(What you will do)
Among the lines of the listing below, count those with the string "testAcquireTokenUserId". Give the number and no commentary.

****************

Issue #1002, opened 2017-10-19
AuthenticationContextTests#testAcquireTokenUserId() doesn't use mock network resources


iambmelt:
This test passes/fails inconsistently: it does not use mocked network resources.

Failure case:
```
com.microsoft.aad.adal.AuthenticationContextTest > testAcquireTokenUserId[test(AVD) - 5.0.2] FAILED 
    org.junit.ComparisonFailure: authority is same expected:<https://login.[windows.net]/common> but was:<https://login.[microsoftonline.com]/common>
    at org.junit.Assert.assertEquals(Assert.java:115)
:adal:connectedDebugAndroidTest FAILED
FAILURE: Build failed with an exception.
```

iambmelt:
Issue fixed on `release/1.13.2` - not on `dev` yet (10/19/2017)

nazukj:
@iambmelt to confirm merge and close.

iambmelt:
Test was removed in [3688b0d617b6196f75719715dccd80ab4985b0e3](https://github.com/AzureAD/azure-activedirectory-library-for-android/commit/3688b0d617b6196f75719715dccd80ab4985b0e3#diff-1f51ca351931fc74098edcfa59eecbd3)
Change was released in `1.13.2+`

PR #1003, opened 2017-10-19
Update AuthenticationContextTest.java to comment out failing test

iambmelt:
Fixes incorrect authority assertion for `login.windows.net`

See #1002


heidijinxujia:
Can we just delete this line or you think it is better to comment it out?

iambmelt:
@heidijinxujia Let's remove it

****************

(Response for this exercise)
2